===== ENTRIES SUPPLIED =====

PR #544, opened 2026-02-28
feat: add allowFailure flag on workflow steps

### LINKED ISSUE #541: Add allowFailure flag on workflow steps
## Problem

When building test or diagnostic workflows, some steps may fail due to external constraints (e.g., billing plan limitations, optional features not configured) rather than actual errors. Currently, any failed step marks the entire job and workflow as "failed", even when the failure is expected and acceptable.

There is no way to mark a step as "optional" or "allowed to fail." The existing dependency condition system (`completed`, `always`, etc.) controls whether downstream steps run, but doesn't prevent the failed step from counting toward the overall workflow status.

## Proposed Solution

Add an `allowFailure` (or `continueOnError`) boolean flag to the step schema:

```yaml
steps:
  - name: check-log-streaming
    description: Check log streaming config (may 403 on free plans)
    allowFailure: true
    task:
      type: model_method
      modelIdOrName: my-log-config
      methodName: get
      inputs:
        logType: configuration
```

When `allowFailure: true`:
- If the step succeeds, it reports as `succeeded` as normal
- If the step fails, it reports as something like `failed_allowed` or `warning` instead of `failed`
- The step's failure does NOT propagate to the job or workflow status
- Downstream steps with `dependsOn: succeeded` still skip (the step did fail), but `dependsOn: completed` would fire

## Use Case

We have a monolith test workflow (`test-all-models`) that exercises all 10 Tailscale model types in parallel. Two of the steps call `logConfig.get`, which returns HTTP 403 ("feature not available on current billing plan") on free-tier tailnets. The API call and error handling work correctly — it's just that the feature isn't available.

Without `allowFailure`, the workflow reports as "failed" even though 14 of 16 steps pass and the 2 failures are expected. This makes the workflow unusable as an automated health check because the exit code is always non-zero.

## Alternatives Considered

- **Remove the steps**: Works but loses visibility into which features are available
- **Restructure into separate workflows**: Adds complexity without solving the underlying problem
- **Use dependency conditions**: `completed`/`always` let downstream steps run, but the overall workflow status is still "failed"

stack72:
## Summary

Closes #541

- Adds `allowFailure: boolean` (default `false`) to the step schema, allowing steps to fail without propagating failure to the job or workflow
- When a step with `allowFailure: true` fails, it is recorded as failed with `allowedFailure: true` on the StepRun, but does not cause the job to fail
- Trigger condition behavior is unchanged: `succeeded` → false, `failed` → true, `completed` → true — so downstream steps using `dependsOn: completed` still fire
- Output rendering shows a `⚠` icon for allowed-failure steps instead of the regular `✗`

## Design

The implementation leverages the existing `Promise.allSettled` pattern in the execution loop. When a step with `allowFailure: true` catches an error, it marks the StepRun as an allowed failure and returns normally (instead of rethrowing). This means `Promise.allSettled` sees a fulfilled promise, and `jobFailed` is never set — so no changes were needed to the job execution loop itself.

## Changes

- `src/domain/workflows/step.ts` — Added `allowFailure` to schema, class, and serialization
- `src/domain/workflows/workflow_run.ts` — Added `allowedFailure` tracking on `StepRun`
- `src/domain/workflows/execution_service.ts` — Modified catch blocks in both `executeStep()` and `executeExpandedStep()` to handle `allowFailure`
- `src/domain/workflows/job.ts` / `workflow.ts` — Added `Input` types for backward-compatible `fromData()`
- `src/presentation/output/workflow_run_output.ts` — Added `⚠` icon for allowed-failure steps
- `src/cli/commands/workflow_run.ts`, `workflow_history_get.ts`, `workflow_run_search.ts`, `workflow_history_search.ts` — Thread `allowedFailure` through to output
- `design/workflow.md` — Documented behavior
- `.claude/skills/swamp-workflow/SKILL.md` — Added usage example

## Test plan

- [x] Unit tests for `Step` — `allowFailure` defaults to false, round-trips through create/fromData/toData
- [x] Unit tests for `StepRun` — `markAllowedFailure()` sets flag, serializes only when true
- [x] Execution service tests:
  - [x] Step with `allowFailure: true` fails → job still succeeds
  - [x] Step with `allowFailure: true` fails → workflow still succeeds
  - [x] Downstream step with `dependsOn: succeeded` skips when `allowFailure` step fails
  - [x] Downstream step with `dependsOn: completed` runs when `allowFailure` step fails
  - [x] Mix of `allowFailure` and regular failing steps → job fails (regular failure dominates)
- [x] All 2366 tests pass
- [x] `deno check`, `deno lint`, `deno fmt` pass
- [x] Binary compiled and manually tested end-to-end (see PR comment for example workflow)

### DIFF
--- a/src/domain/workflows/execution_service.ts
+++ b/src/domain/workflows/execution_service.ts
@@ -17,7 +17,7 @@
 // You should have received a copy of the GNU Affero General Public License
 // along with Swamp.  If not, see <https://www.gnu.org/licenses/>.
 
-import { Workflow, type WorkflowData, type WorkflowInput } from "./workflow.ts";
+import { Workflow, type WorkflowInput } from "./workflow.ts";
 import type { Job } from "./job.ts";
 import type { Step } from "./step.ts";
 // deno-lint-ignore verbatim-module-syntax
--- a/src/domain/workflows/job.ts
+++ b/src/domain/workflows/job.ts
@@ -23,7 +23,7 @@ import {
   type TriggerConditionData,
   TriggerConditionSchema,
 } from "./trigger_condition.ts";
-import { Step, type StepData, type StepInput, StepSchema } from "./step.ts";
+import { Step, type StepData, StepSchema } from "./step.ts";
 
 /**
  * Schema for job dependency with condition.
--- a/src/domain/workflows/workflow.ts
+++ b/src/domain/workflows/workflow.ts
@@ -19,7 +19,7 @@
 
 import { z } from "zod";
 import { createWorkflowId, type WorkflowId } from "./workflow_id.ts";
-import { Job, type JobData, type JobInput, JobSchema } from "./job.ts";
+import { Job, type JobData, JobSchema } from "./job.ts";
 import {
   type InputsSchema,
   InputsSchemaSchema,


stack72:
## End-to-end test with compiled binary

I created a test repo in `/tmp` and ran this workflow with the compiled binary to verify the feature works as described in the issue.

### Example workflow file

```yaml
id: fae3577e-658c-4e56-a146-e44321ab4810
name: allow-failure-test
description: Test workflow demonstrating allowFailure behavior
tags: {}
jobs:
  - name: main
    description: Job with an allowed-to-fail step
    steps:
      - name: optional-check
        description: This step will fail but is allowed to
        allowFailure: true
        task:
          type: model_method
          modelIdOrName: nonexistent-model
          methodName: execute
        dependsOn: []
        weight: 0
      - name: always-runs
        description: This step runs regardless of optional-check result
        task:
          type: model_method
          modelIdOrName: will-succeed
          methodName: execute
          inputs:
            run: "echo hello world"
        dependsOn:
          - step: optional-check
            condition:
              type: completed
        weight: 0
    dependsOn: []
    weight: 0
version: 1
```

### Result

The `optional-check` step fails (model doesn't exist) but is marked as an **allowed failure**. The `always-runs` step executes successfully because it depends on `optional-check` with `condition: completed` (not `succeeded`). The overall workflow reports as **succeeded**.

Output shows the `⚠` icon for allowed-failure steps instead of the regular `✗`:

```
⚠ optional-check  (failed — allowed failure)
✓ always-runs     (succeeded)
```

This matches the use case from the issue — steps that may fail due to external constraints (e.g., billing plan limits) can be marked with `allowFailure: true` so they don't cause the entire workflow to fail.

PR #584, opened 2026-03-03
fix: correct Kiro hook format and add USER_PROMPT env var support

### LINKED ISSUE #581: Swamp hooks not formatted properly for Kiro, Kiro doesn't pipe and details into it's PostToolUse hook
I saw that the new hook is created for kiro when I used `swamp repo upgrade --tool kiro` and noticed that the hook was not present in the UI. After mucking around with kiro a bit, it looks like there are two issues:

1. Kiro wants a "toolTypes" property (an array of strings, supporting wild cards, so the base one we could start with is `"toolTypes": ["*"]` as part of the `when` property
2. Kiro wants the extension to be `swamp-audit.kiro.hook`, not `.json`

Once those changes were made, the hook appeared as expected. Kiro makes the prompt available in the `USER_PROMPT` env variable, it does _not_ pipe it into the hook via stdin (debugged and got it to work by having kiro write a wrapping script that piped it in)

stack72:
## Summary

Fixes #581 — Kiro IDE does not recognize the swamp audit hook due to three issues, all addressed in this PR.

### 1. Hook file format
- **Wrong extension**: Kiro expects `.kiro.hook`, not `.json` — renamed `swamp-audit.json` → `swamp-audit.kiro.hook`
- **Missing `toolTypes`**: Kiro requires `toolTypes: ["*"]` in the `when` property — added
- **No timeout**: Added `timeout: 5` to the `then` property to prevent hangs as a safety net

### 2. Input mechanism — `USER_PROMPT` env var
Kiro IDE passes `postToolUse` data via the `USER_PROMPT` environment variable, **not** stdin. The `audit record` command was blocking on `readStdin()` which caused timeouts. The fix:
- For `--tool kiro`: check `USER_PROMPT` env var first, fall back to stdin (preserving kiro-cli compatibility)
- The Kiro IDE format uses camelCase keys (`toolName`, `toolArgs`, `toolResult`, `toolSuccess`) which differs from the kiro-cli snake_case format

### 3. Dual-format normalizer
Updated `normalizeKiro()` to handle both:
- **kiro-cli** (stdin, snake_case): `tool_name`, `tool_input`, `tool_response`
- **Kiro IDE** (`USER_PROMPT`, camelCase): `toolName`, `toolArgs`, `toolResult`, `toolSuccess`

### 4. Upgrade cleanup
`swamp repo upgrade --tool kiro` now removes the old `swamp-audit.json` file so stale hooks don't linger.

## Open question for @danmcclain

The `USER_PROMPT` env var format is based on Kiro's own description of its `postToolUse` data. Two things we'd appreciate verification on:

1. **Is `USER_PROMPT` valid JSON?** We parse it with `JSON.parse()` — if it's a different format, the hook will silently no-op (safe but won't record).
2. **Does `toolArgs` contain `{ command: "..." }` for `execute_bash` tools?** You noted it "appears to be empty `{}`" in your examples — if that's always the case, we won't be able to extract the command. Could you verify with your test hook on an `execute_bash` invocation?

## Files changed

| File | Change |
|------|--------|
| `src/domain/repo/repo_service.ts` | `.kiro.hook` extension, `toolTypes`, `timeout`, old file cleanup |
| `src/cli/commands/audit.ts` | `readHookInput()` with `USER_PROMPT` env var fallback |
| `src/domain/audit/hook_input.ts` | Dual-format `normalizeKiro()` |
| `src/domain/audit/hook_input_test.ts` | 4 new tests for Kiro IDE camelCase format |
| `src/domain/repo/repo_service_test.ts` | Updated hook format tests + old file cleanup test |

## Test plan

- [x] `deno check` passes
- [x] `deno lint` passes
- [x] `deno fmt` passes
- [x] `deno run test` — 2605 tests pass (4 new)
- [x] `deno run compile` — binary builds
- [x] Manual test: `swamp repo init --tool kiro` creates `swamp-audit.kiro.hook` with correct format
- [ ] @danmcclain to verify with Kiro IDE that the hook appears and `USER_PROMPT` format works

### DIFF
--- a/src/cli/commands/audit.ts
+++ b/src/cli/commands/audit.ts
@@ -49,6 +49,21 @@ async function readStdin(): Promise<string> {
   return chunks.join("");
 }
 
+/**
+ * Reads hook input for the given tool.
+ *
+ * Kiro IDE passes postToolUse data via the USER_PROMPT environment variable
+ * rather than stdin. We check USER_PROMPT first for kiro, falling back to
+ * stdin for kiro-cli compatibility. All other tools read from stdin.
+ */
+function readHookInput(tool: HookTool): Promise<string> {
+  if (tool === "kiro") {
+    const envInput = Deno.env.get("USER_PROMPT");
+    if (envInput) return Promise.resolve(envInput);
+  }
+  return readStdin();
+}
+
 /** Valid values for the --tool option */
 const VALID_HOOK_TOOLS: HookTool[] = ["claude", "cursor", "kiro", "opencode"];
 
@@ -76,7 +91,7 @@ export const auditRecordCommand = new Command()
         return;
       }
 
-      const input = await readStdin();
+      const input = await readHookInput(tool);
       if (!input.trim()) {
         return;
       }
--- a/src/domain/audit/hook_input.ts
+++ b/src/domain/audit/hook_input.ts
@@ -141,23 +141,42 @@ function normalizeCursor(
 
 /**
  * Kiro: postToolUse hook (fires for both success and failure).
- * tool_name === "execute_bash", command from tool_input.command,
- * failure when tool_response.success === false.
+ *
+ * Supports two input formats:
+ * - kiro-cli (stdin, snake_case): tool_name, tool_input, tool_response
+ * - Kiro IDE (USER_PROMPT env var, camelCase): toolName, toolArgs, toolResult, toolSuccess
+ *
+ * tool_name/toolName === "execute_bash", command from tool_input/toolArgs,
+ * failure when tool_response.success === false or toolSuccess === false.
  */
 function normalizeKiro(
   raw: Record<string, unknown>,
 ): NormalizedHookInput | null {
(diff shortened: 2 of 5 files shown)


stack72:
There's a follow up issue here due to Kiro IDE:

```
Yes, this is a bug in Kiro IDE (the desktop app).

The Kiro IDE is not populating the toolArgs field in the USER_PROMPT environment variable when running postToolUse hooks. It's sending:

{"toolName":"executeBash","toolArgs":{},"toolResult":"...","toolSuccess":true}
But it should be sending:

{"toolName":"executeBash","toolArgs":{"command":"date"},"toolResult":"...","toolSuccess":true}
Since you confirmed that kiro-cli works correctly with the same hook configuration, this is specifically a bug in the desktop IDE's hook implementation. The hook system needs to include the actual tool parameters that were used when invoking the tool, not just an empty object.

Would you like me to help you report this bug to the Kiro team, or do you have a process for that already?
```

This means that we can;'t get audit support in Kiro IDE only Kiro CLI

=====

**INSTRUCTIONS TO FOLLOW:** Starting at the line that contains "- If the step succeeds, it" and stopping after the line that contains "## Use Case", write out every line exactly as it appears above, and no other line.

**EXERCISE OUTPUT:**
- If the step succeeds, it reports as `succeeded` as normal
- If the step fails, it reports as something like `failed_allowed` or `warning` instead of `failed`
- The step's failure does NOT propagate to the job or workflow status
- Downstream steps with `dependsOn: succeeded` still skip (the step did fail), but `dependsOn: completed` would fire

## Use Case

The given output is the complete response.